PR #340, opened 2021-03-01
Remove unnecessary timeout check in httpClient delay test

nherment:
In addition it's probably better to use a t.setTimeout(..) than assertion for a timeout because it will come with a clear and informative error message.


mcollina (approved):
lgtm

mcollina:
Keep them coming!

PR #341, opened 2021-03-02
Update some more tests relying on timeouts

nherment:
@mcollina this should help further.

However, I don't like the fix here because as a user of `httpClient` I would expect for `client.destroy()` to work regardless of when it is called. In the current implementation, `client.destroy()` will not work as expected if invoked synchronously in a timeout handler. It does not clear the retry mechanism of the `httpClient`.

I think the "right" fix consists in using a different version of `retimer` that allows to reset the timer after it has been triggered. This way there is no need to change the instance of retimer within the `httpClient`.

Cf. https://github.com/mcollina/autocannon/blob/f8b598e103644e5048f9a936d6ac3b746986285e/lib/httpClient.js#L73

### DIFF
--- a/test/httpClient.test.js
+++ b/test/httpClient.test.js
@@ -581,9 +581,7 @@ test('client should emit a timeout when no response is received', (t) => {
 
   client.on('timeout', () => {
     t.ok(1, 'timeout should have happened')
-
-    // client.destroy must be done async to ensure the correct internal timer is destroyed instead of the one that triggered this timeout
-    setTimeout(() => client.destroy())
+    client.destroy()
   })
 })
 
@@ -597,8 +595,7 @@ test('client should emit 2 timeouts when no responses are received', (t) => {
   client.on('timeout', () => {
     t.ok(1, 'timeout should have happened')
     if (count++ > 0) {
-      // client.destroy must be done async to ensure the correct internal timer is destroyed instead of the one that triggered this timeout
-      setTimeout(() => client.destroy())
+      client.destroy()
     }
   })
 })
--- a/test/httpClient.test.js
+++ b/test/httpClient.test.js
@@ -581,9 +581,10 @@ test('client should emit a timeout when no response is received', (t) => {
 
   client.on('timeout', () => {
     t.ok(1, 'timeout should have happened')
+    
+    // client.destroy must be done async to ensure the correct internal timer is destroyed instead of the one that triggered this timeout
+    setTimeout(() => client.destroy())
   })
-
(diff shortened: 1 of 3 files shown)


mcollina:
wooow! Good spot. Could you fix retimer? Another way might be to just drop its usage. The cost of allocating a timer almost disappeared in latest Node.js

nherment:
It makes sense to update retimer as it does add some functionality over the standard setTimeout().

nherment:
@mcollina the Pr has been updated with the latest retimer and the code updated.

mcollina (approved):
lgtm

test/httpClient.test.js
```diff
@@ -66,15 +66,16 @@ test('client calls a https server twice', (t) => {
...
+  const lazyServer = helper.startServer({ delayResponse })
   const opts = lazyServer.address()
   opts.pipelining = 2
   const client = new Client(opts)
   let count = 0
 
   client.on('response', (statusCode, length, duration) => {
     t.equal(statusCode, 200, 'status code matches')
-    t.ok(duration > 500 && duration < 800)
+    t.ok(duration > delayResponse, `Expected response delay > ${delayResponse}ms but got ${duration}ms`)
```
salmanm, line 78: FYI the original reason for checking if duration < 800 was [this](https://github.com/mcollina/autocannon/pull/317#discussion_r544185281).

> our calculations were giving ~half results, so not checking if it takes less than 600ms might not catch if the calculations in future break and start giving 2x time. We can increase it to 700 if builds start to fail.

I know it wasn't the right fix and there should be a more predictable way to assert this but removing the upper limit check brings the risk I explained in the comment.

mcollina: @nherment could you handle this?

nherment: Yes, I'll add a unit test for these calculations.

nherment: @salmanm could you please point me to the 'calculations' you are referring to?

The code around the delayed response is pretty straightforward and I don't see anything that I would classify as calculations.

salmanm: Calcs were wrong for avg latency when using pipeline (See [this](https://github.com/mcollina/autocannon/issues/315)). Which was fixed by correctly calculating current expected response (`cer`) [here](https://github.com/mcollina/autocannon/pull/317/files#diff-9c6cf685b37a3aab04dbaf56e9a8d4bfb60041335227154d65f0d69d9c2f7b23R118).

──────

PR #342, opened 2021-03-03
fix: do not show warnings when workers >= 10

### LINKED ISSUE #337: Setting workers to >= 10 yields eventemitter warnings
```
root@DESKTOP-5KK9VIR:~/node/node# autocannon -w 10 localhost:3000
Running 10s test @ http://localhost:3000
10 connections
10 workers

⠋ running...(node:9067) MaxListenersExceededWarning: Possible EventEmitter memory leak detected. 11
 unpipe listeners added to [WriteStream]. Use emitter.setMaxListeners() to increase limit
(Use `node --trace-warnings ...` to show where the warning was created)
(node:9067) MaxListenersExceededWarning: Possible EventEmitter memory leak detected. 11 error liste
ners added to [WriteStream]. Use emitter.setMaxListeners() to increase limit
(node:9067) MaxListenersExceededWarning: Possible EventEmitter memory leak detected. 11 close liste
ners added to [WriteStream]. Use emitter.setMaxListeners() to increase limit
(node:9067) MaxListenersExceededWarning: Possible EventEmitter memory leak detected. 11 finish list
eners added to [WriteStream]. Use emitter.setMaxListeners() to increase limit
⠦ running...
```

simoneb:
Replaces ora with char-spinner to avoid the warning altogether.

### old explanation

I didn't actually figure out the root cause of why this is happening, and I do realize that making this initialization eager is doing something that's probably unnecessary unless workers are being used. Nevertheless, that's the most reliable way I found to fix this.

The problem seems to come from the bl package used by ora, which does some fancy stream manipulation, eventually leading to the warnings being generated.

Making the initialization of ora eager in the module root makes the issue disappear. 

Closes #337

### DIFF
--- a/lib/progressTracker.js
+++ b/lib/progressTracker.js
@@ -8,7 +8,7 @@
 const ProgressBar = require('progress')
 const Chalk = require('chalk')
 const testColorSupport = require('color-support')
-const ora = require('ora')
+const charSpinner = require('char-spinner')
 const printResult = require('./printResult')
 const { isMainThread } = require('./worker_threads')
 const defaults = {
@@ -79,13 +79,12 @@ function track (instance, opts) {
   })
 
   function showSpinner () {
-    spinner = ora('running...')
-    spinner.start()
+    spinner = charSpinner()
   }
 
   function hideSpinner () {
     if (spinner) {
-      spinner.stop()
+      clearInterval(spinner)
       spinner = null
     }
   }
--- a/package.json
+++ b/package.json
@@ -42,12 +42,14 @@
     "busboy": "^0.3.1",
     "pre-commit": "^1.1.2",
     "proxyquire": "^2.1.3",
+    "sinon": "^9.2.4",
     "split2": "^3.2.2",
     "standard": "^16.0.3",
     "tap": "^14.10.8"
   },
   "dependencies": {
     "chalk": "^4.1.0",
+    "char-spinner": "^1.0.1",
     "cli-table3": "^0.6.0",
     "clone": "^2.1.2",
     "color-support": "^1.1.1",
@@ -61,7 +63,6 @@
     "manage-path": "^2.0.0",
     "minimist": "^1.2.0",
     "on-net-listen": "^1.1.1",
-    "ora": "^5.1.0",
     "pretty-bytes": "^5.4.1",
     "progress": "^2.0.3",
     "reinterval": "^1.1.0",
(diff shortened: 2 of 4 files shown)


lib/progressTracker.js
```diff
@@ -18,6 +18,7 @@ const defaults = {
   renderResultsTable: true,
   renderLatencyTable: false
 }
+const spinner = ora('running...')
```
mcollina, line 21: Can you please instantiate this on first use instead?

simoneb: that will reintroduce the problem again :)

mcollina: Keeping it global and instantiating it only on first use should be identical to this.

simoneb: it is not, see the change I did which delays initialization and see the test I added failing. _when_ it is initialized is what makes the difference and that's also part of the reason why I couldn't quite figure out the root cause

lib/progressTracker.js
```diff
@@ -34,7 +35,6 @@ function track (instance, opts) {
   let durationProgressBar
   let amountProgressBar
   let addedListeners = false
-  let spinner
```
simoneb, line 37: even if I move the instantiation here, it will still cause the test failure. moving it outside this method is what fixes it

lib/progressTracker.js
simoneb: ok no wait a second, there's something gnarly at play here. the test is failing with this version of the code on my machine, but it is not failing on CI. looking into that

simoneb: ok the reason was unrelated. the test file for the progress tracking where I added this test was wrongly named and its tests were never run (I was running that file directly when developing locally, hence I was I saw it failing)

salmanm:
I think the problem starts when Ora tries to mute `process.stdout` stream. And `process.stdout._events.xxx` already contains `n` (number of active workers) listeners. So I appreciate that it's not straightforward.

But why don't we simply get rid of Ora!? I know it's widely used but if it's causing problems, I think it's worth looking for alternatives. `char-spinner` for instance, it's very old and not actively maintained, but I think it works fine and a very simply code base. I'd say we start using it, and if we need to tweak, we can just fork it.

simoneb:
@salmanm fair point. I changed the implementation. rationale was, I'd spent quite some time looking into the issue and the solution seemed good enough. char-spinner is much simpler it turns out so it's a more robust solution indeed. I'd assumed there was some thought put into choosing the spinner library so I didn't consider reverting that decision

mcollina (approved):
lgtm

──────

> What you should do
A count alone is required. How many lines in the entries contain the string "opened"?

> Expected answer
3